A few days ago I decided to bake bread in a #10 can similar to this recipe I found here a while back. Why? Because somebody said it’s possible! Otherwise, there’s no good reason to do so and, after my experience, a waste of time and ingredients if you ask me.
The thing I noticed, however, was that the two recipes never called for using a #10 can but used large tomato juice type cans. No big deal, I figured, I would try anyway.
So, I choose to bake a single loaf following a recipe I’ve used before with success to see what happens….

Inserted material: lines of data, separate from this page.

PR #133, opened 2015-07-20
Switch to container-based Travis infrastructure

astrofrog:
cc @bsipocz @mwcraig since you did this in other packages

@eteq @embray - any objections to this? I think most packages will be fine with using this and don't need sudo?

### DIFF
--- a/.travis.yml
+++ b/.travis.yml
@@ -6,6 +6,18 @@ python:
     - 3.3
     - 3.4
     # This is just for "egg_info".  All other builds are explicitly given in the matrix
+
+# Setting sudo to false opts in to Travis-CI container-based builds.
+sudo: false
+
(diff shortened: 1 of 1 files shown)


mwcraig:
I think this makes sense. Maybe add a link to the white list of apt packages in the README or something: https://github.com/travis-ci/apt-package-whitelist/blob/master/ubuntu-precise

mwcraig:
Was also thinking an email to astropy-dev about how to upgrade would be helpful -- I'll send out in a few hours, unless you want to do it before then.

astrofrog:
@mwcraig - thanks, added the URL

mwcraig:
Hearing no objections, I'm going to merge this...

I won’t bore you with a bunch of details.Suffice it to say that I mixed the dry ingredients as stated, added the liquids, mixed, let rise in an oiled bowl (covered with a damp towel) for an hour and everything was looking good:
What you see above is the bread having about doubled in size after about an hour which is what you want to see. I figured, good news and decided to move on. I then beat the bread down a bit and shoved/molded inside a #10 can after having oiled the inside as best as I could:
As you can see, after having degassed the bread it didn’t take up much more than maybe a quarter to at most a third of the can. The recipe I followed is different than most in that it uses a small bit of oven heat (at about 100-105 degrees) to get the yeast to rise the bread. You let it sit in a warm oven for about an hour or more, if needed. This is what it looks like after an hour:
The above photo shows the bread more than doubled in size which is great news and exactly what I was expecting. So, I closed the oven up and turned it on to 325 (what the recipe calls for) and let it cook for 30-35 minutes. For some reason that’s when everything fell apart… literally. The middle of bread sunk in which tends to leave a sinking feeling in my stomach as well:
As you can see from the above two photos, the bread has shrunk considerably! That was a bummer. Things only got worse when I took the bread out and cut it:
The bread essentially crumbled, the middle was about nonexistent, and the outsides were still a bit gooey (I assume from oiling the inside of the can) but it looked pretty good when I first brought the bread out of the oven.
Anyway, maybe I didn’t let it cook quite long enough or maybe hot enough but, like I said, it worked just fine in a normal bread pan. I might try this again in smaller tomato/soup cans or even in a mason jar but I’m not sure yet.
So, have you ever tried this? I’d be grateful to hear your experiences and suggestions!